As mentioned above, fats are a crucial dietary component, and shouldn’t be avoided! However, exercise portion control when consuming them – 2 tbsp of peanut butter has around 200 calories, and I know it’s way too easy to eat double that… been there, done that.
Not a nut butter person? Hummus and homemade guacamole are also nutritious and filling dips/spreads that provide satiating healthy fats to get you through the day.
Fresh fruit and vegetables
Yes, yes I know… Boring, typical, blah. But in all seriousness, we could all use an extra serving of fruits and vegetables – in 2016, only 30% of Canadian adults consumed 5+ servings of fruits and vegetables a day.
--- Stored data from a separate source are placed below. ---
PR #2952, opened 2017-11-25
optimisation: faster knownServiceCache

rade:
We use an LRU cache implementation that is keyed on strings, which avoids conversion to/from interface and the memory allocation that entails.

This supersedes #2939.

### DIFF
--- a/render/render.go
+++ b/render/render.go
@@ -230,5 +230,5 @@ func (ret *joinResults) result() Nodes {
 // cache.
 func ResetCache() {
 	renderCache.Purge()
-	knownServiceCache.Purge()
+	purgeKnownServiceCache()
 }
--- a/render/theinternet.go
+++ b/render/theinternet.go
@@ -4,7 +4,7 @@ import (
 	"regexp"
 	"strings"
 
-	"github.com/bluele/gcache"
+	"github.com/camlistore/camlistore/pkg/lru"
 
 	"github.com/weaveworks/scope/probe/host"
 	"github.com/weaveworks/scope/report"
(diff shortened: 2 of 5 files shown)


rade:
benchmarks...

Running
```
go test -tags 'netgo unsafe' -run=x -cpu=2 -bench=Topology -bench-report-file=/tmp/prod-on-prod-report.json
```

master
```
BenchmarkTopologyList-2         	       3	 445479318 ns/op	97718400 B/op	  917789 allocs/op
BenchmarkTopologyHosts-2        	       3	 392563280 ns/op	71954213 B/op	  732940 allocs/op
BenchmarkTopologyContainers-2   	      10	 177969226 ns/op	30143139 B/op	  303605 allocs/op
```
branch
```
BenchmarkTopologyList-2         	       5	 348859962 ns/op	95724460 B/op	  799855 allocs/op
BenchmarkTopologyHosts-2        	      10	 270307551 ns/op	69933334 B/op	  614790 allocs/op
BenchmarkTopologyContainers-2   	      20	 125542963 ns/op	29164020 B/op	  244730 allocs/op
```
So that's a significant reduction in allocations and runtime. The latter isn't quite as strong in
```
time curl -o /dev/null -s http://localhost:4040/api/topology/<topology>
```
but still noticable:

|            |   master |   branch |
| ------------ | ------- | ------- |
| processes  | 0.144 | 0.139 |
| containers | 0.389 | 0.335 |
| pods       | 0.326 | 0.190 |
| services   | 0.253 | 0.176 |
| hosts      | 0.328 | 0.235 |

PR #2956, opened 2017-12-02
optimisation: allocate less memory in LatestMap merging

rade:
Most maps we merge have the same keys, or at least one set of keys is the subset of the other. Therefore, allocate a result slice capable of holding only the max of number keys, rather than the sum.


rade:
benchmarks, using 10s worth of reports, best results of three runs of
```
go test -tags 'netgo unsafe' -run=x -cpu=2 -bench='ReportMerge|Topology' --bench-report-path=/tmp/prod-20171129-10s/
```

master
```
BenchmarkReportMerge-2          	       1	1607241469 ns/op	493586816 B/op	 2617770 allocs/op
BenchmarkTopologyList-2         	       3	 475206422 ns/op	85075605 B/op	  761465 allocs/op
BenchmarkTopologyHosts-2        	       5	 328691841 ns/op	61066236 B/op	  572573 allocs/op
BenchmarkTopologyContainers-2   	      10	 170538039 ns/op	27480500 B/op	  247852 allocs/op
```
branch
```
BenchmarkReportMerge-2          	       1	1576221340 ns/op	410041360 B/op	 2635871 allocs/op
BenchmarkTopologyList-2         	       3	 463841864 ns/op	84564133 B/op	  759849 allocs/op
BenchmarkTopologyHosts-2        	       5	 343044301 ns/op	60801827 B/op	  572695 allocs/op
BenchmarkTopologyContainers-2   	      10	 165845244 ns/op	27234359 B/op	  247834 allocs/op
```
So we allocate ~17% less memory during merging.

I included the rendering benchmarks because rendering also merges nodes, so I wanted to check that we didn't negatively impact performance, in particular increase allocation count.

bboreham:
Did you run this with memory profiling?  That would show how many times the `append()` causes an alloc after this change.

rade:
Surely the increase in the figure should be 263083-2609989.

rade:
I don't see any allocations in the `append`s when running `BenchmarkReportMerge`:
```
$ go test -tags 'netgo unsafe' -run=x -cpu=2 -memprofile=/tmp/mem.out -memprofilerate=111 -bench='ReportMerge' --bench-report-path=/tmp/prod-20171129-10s/
BenchmarkReportMerge-2   	       1	9429282808 ns/op	398308736 B/op	 2595429 allocs/op
PASS
$ go tool pprof -alloc_objects -list=StringLatestMap.Merge /tmp/mem.out
Total: 8517392
ROUTINE ======================== github.com/weaveworks/scope/report.StringLatestMap.Merge in /home/matthias/go/src/github.com/weaveworks/scope/report/latest_map_generated.go
    132977     132977 (flat, cum)  1.56% of Total
         .          .     53:	}
         .          .     54:	l := len(m.entries)
         .          .     55:	if len(n.entries) > l {
         .          .     56:		l = len(n.entries)
         .          .     57:	}
    132977     132977     58:	out := make([]stringLatestEntry, 0, l)
         .          .     59:
         .          .     60:	i, j := 0, 0
         .          .     61:	for i < len(m.entries) {
         .          .     62:		switch {
         .          .     63:		case j >= len(n.entries) || m.entries[i].key < n.entries[j].key:

```
Same for `NodeControlDataLatestMap.Merge`

To check that I wasn't doing anything wrong in the profiling, I changed the code to allocate `l-1` instead of `l`. That _does_ result in allocations in `append`.

So now I mystified why my the benchmark results show an increase in the `allocs/op`.

PR #2957, opened 2017-12-04
Stop reporting ReplicaSets

### LINKED ISSUE #2662: don't report on replicasets from probe

rbruggem:
Also, add Deployment as Pod parent.
Fixes #2662

### DIFF
--- a/probe/kubernetes/reporter.go
+++ b/probe/kubernetes/reporter.go
@@ -260,11 +260,7 @@ func (r *Reporter) Report() (report.Report, error) {
 	if err != nil {
 		return result, err
 	}
-	replicaSetTopology, replicaSets, err := r.replicaSetTopology(r.probeID, deployments)
-	if err != nil {
-		return result, err
-	}
-	podTopology, err := r.podTopology(services, replicaSets, daemonSets, statefulSets, cronJobs)
+	podTopology, err := r.podTopology(services, deployments, daemonSets, statefulSets, cronJobs)
 	if err != nil {
 		return result, err
 	}
@@ -275,7 +271,6 @@ func (r *Reporter) Report() (report.Report, error) {
 	result.StatefulSet = result.StatefulSet.Merge(statefulSetTopology)
 	result.CronJob = result.CronJob.Merge(cronJobTopology)
 	result.Deployment = result.Deployment.Merge(deploymentTopology)
-	result.ReplicaSet = result.ReplicaSet.Merge(replicaSetTopology)
 	return result, nil
 }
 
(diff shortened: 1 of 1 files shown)


probe/kubernetes/reporter.go
```diff
@@ -446,7 +393,7 @@ func match(namespace string, selector labels.Selector, topology, id string) func
 	}
 }
 
-func (r *Reporter) podTopology(services []Service, replicaSets []ReplicaSet, daemonSets []DaemonSet, statefulSets []StatefulSet, cronJobs []CronJob) (report.Topology, error) {
+func (r *Reporter) podTopology(services []Service, daemonSets []DaemonSet, statefulSets []StatefulSet, cronJobs []CronJob, deployments []Deployment) (report.Topology, error) {
```
rade: pls put `deployments` in the same place where `replicaSets` used to be.

probe/kubernetes/reporter.go
```diff
@@ -474,16 +421,16 @@ func (r *Reporter) podTopology(services []Service, replicaSets []ReplicaSet, dae
...
 			return pods, err
 		}
 		selectors = append(selectors, match(
-			replicaSet.Namespace(),
+			deployment.Namespace(),
 			selector,
-			report.ReplicaSet,
-			report.MakeReplicaSetNodeID(replicaSet.UID()),
+			report.Deployment,
+			report.MakeDeploymentNodeID(deployment.UID()),
```
rade: How does this work?

rbruggem: `match` will add the deployment as the pod's parent if the following conditions are true:
* the pod and the deployment belong to the same namespace
* the pod and the deployment match the same labels.

rbruggem: https://github.com/weaveworks/scope/blob/master/probe/kubernetes/reporter.go#L403

rbruggem: Deployments, ReplicaSets and Pods will be assigned the same label in the manifest.
The label is required: https://github.com/kubernetes/kubernetes/issues/28475

PR #2961, opened 2017-12-06
Remove struct wrapping LatestMap

bboreham:
It isn't necessary, and it prevents the codec from seeing maps as empty

Partial fix for https://github.com/weaveworks/scope/issues/1201#issuecomment-235205270 - this makes `omitempty` work for `controls` and `latest`.

### DIFF
--- a/extras/generate_latest_map
+++ b/extras/generate_latest_map
@@ -62,7 +62,7 @@ function generate_latest_map() {
     }
 
     // ${latest_map_type} holds latest ${data_type} instances, as a slice sorted by key.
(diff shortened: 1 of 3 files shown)


rade:
Interesting. Would similar considerations apply to `report.Sets`?

rade:
Have you got any report size comparisons? And codec benchmarks?

bboreham:
The size impact is small on one report I checked - 3,173,719 - >3,151,135 bytes - it had mostly non-empty `latest`.  Benchmark impact will be similar.

`Sets` gets the same benefit in #2962

Issue #2959, opened 2017-12-05
more efficient report upgrade


rade:
ATM `report.Upgrade()`
- does a lot of work even when no upgrading is necessary
- gets called on merged reports, which means upgraded reports aren't stored, cached, etc, so the upgrading work is repeated over and over

Instead we should make `report.Upgrade()`
- do very little work when no upgrading is necessary. Report schema versioning (#1061) would help here, but I don't think is essential for now
- operate on the "ingest" path, so we store upgraded reports (we still need it in the query path too, because there will be stored, non-upgraded reports)

rade:
>  - do very little work when no upgrading is necessary.

Done in #2965.

>   - operate on the "ingest" path

I have created #2967 for that.

Issue #2960, opened 2017-12-05
Move selectPodsWithDeployments.Render() logic to report.Upgrade()


rbruggem:
`selectPodsWithDeployments.Render()` ensures pods reference deployments directly as parents.
This logic should be moved to `report.Upgrade()`.

PR #2963, opened 2017-12-07
`report` upgrade based on probe version

rbruggem:
* `report.node.LatestControls` and `NodeControlData` was introduced before version 0.16.2, therefore only upgrade the report if the probe's version is below.
* Do not upgrade the report if both the probe and the app have git revisions as version and they are equal.
* The probe's version is stored in the header and in the report itself. Only the version in the report is used to avoid issues when merging reports.
* `Upgrade()` is now also called on the ingest path

See #2959

### DIFF
--- a/common/version/version.go
+++ b/common/version/version.go
@@ -1,0 +1,75 @@
+package version
+
+import (
+	"fmt"
+	"regexp"
+	"strconv"
+)
+
+const (
+	versionRegexp = "^v?(\\d+)\\.(\\d+)\\.(\\d+)$"
+)
+
+// Version represents a release version decomposed in (major,minor,patch)
+type Version struct {
+	major int
+	minor int
+	patch int
+}
+
+// New returns a new Version
+func New(major, minor, patch int) Version {
+	return Version{major, minor, patch}
+}
+
+// ParseVersion parses a version string and, if successful, returns a Version
+func ParseVersion(version string) (*Version, error) {
+	// the regexp catches this, short circuiting does not hurt though
+	if version == "" {
+		return nil, fmt.Errorf("Invalid version: %v", version)
+	}
+
+	re := regexp.MustCompile(versionRegexp)
+	match := re.FindStringSubmatch(version)
+	if len(match) != 4 {
+		return nil, fmt.Errorf("Invalid version: %v", version)
+	}
+
+	major, err := strconv.Atoi(match[1])
+	if err != nil {
+		return nil, fmt.Errorf("Invalid version: %v", version)
+	}
+	minor, err := strconv.Atoi(match[2])
+	if err != nil {
+		return nil, fmt.Errorf("Invalid version: %v", version)
+	}
+	patch, err := strconv.Atoi(match[3])
+	if err != nil {
+		return nil, fmt.Errorf("Invalid version: %v", version)
+	}
+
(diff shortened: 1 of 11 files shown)


common/version/version.go
```diff
@@ -0,0 +1,75 @@
+package version
```
rade: We are already vendoring https://github.com/blang/semver. There's also https://github.com/Masterminds/semver, https://github.com/coreos/go-semver and https://github.com/hashicorp/go-version. Do none of these do what we need here?

report/report.go
```diff
@@ -422,4 +486,7 @@ const (
 	HostNodeID = "host_node_id"
 	// ControlProbeID is the random ID of the probe which controls the specific node.
 	ControlProbeID = "control_probe_id"
+
+	// ScopeVersion is the probe's version
+	ScopeVersion = "host_scope_version"
```
rade: I reckon this should be called `HostScopeVersion`.

probe/host/reporter.go
```diff
@@ -23,7 +23,6 @@ const (
 	Load1         = "load1"
 	CPUUsage      = "host_cpu_usage_percent"
 	MemoryUsage   = "host_mem_usage_bytes"
-	ScopeVersion  = "host_scope_version"
```
rade: I'd alias that as `ScopeVersion = report.HostScopeVersion`, which requires fewer code changes and keeps the call sites shorter.

report/report.go
```diff
@@ -340,7 +345,11 @@ func (r Report) Validate() error {
 // Upgrade returns a new report based on a report received from the old probe.
 //
 // This for now creates node's LatestControls from Controls.
-func (r Report) Upgrade() Report {
+func (r Report) Upgrade(appVersion string) Report {
+	if !r.RequiresUpgrade(appVersion) {
```
rade: I reckon `RequiresUpgrade` is too high-level an API. We will eventually have multiple different kinds of upgrade to perform, depending on the version. E.g. consider how you'd expand this function to deal with #2960.

I reckon a `err, semver := Report.ScopeVersion()` function that returns the lowest scope semver or error (if none can be found) would work better.

Then this function can dispatch different upgrade tasks depending on comparing that version to specific known versions like `latestControlsRelease`.

rade: There is another problem with the approach here. In #2959 I suggested that upgrades should take place in the "ingest" path, so we store upgraded reports. But the check here would not notice that, so upgrades would still be performed when an already-upgraded stored report is subsequently read.

report/report.go
```diff
@@ -360,6 +369,61 @@ func (r Report) Upgrade() Report {
 	return cp
 }
 
+// RequiresUpgrade returns whether the report needs upgrading
+func (r Report) RequiresUpgrade(appVersion string) bool {
```
rade: Feeding the app version through here, and the whole `requiresUpgradeRevisionCheck()` logic, is overkill. If we get a report from a probe with a git revision then we should always upgrade. That will only affect us, for probes we are running in dev and during local development.

rade:
Given the results in #2965, I don't think this change is worthwhile.

rade:
Given the results in #2965, I don't think this change is worthwhile. Let's revisit when we encounter a case where there is no cheap no-op path in an upgrade.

There’s two notes I’d like to make about that statistic: first, this data is from the 2016 Canadian Community Health Survey (CCHS), and is self-reported by Canadians. What does this mean? It means that Canadian’s provide this information in response to a questionnaire administered by the CIHI, Health Canada, and Statistics Canada. It is human nature to portray ourselves as happier/healthier/more successful/etc. than we actually are, especially when we are being assessed; therefore, it is commonly agreed upon that most Canadians would have overestimated their F+V consumption because of this social desirability bias, meaning less than 30% of Canadians actually consume 5 or more servings. My second point, is that Canada’s Food Guide actually recommends approximately 7-10 servings of fruits and vegetables for Canadians 14 years and older. Therefore, even if Canadian’s weren’t over-estimating, those consuming 5 servings of F+V per day are still below the recommended levels.
Educational rant aside, fit fruits and vegetables into your diet in whatever way works best for you. What do I mean by that? Don’t force yourself to eat produce you HATE (unless you hate it all, then you have a learning curve to go through). Not only that, but also eat them in a way you find enjoyable: raw, cooked, with or without dip, etc. Any and all fruits and vegetables are fantastic for you, so as long as you have some variety if your diet, focus on eating the ones you genuinely enjoy.
Wait, did I say sweets? You bet I did. Everyone needs a sweet treat every once in a while… okay, maybe everyday. Sometimes, you need a truly indulgent treat, like a store-bought chocolate bar or Baked Expectations slice of cake. However, homemade options 90% of the time not only allow you to control the nutritional value, but can be just as satisfying.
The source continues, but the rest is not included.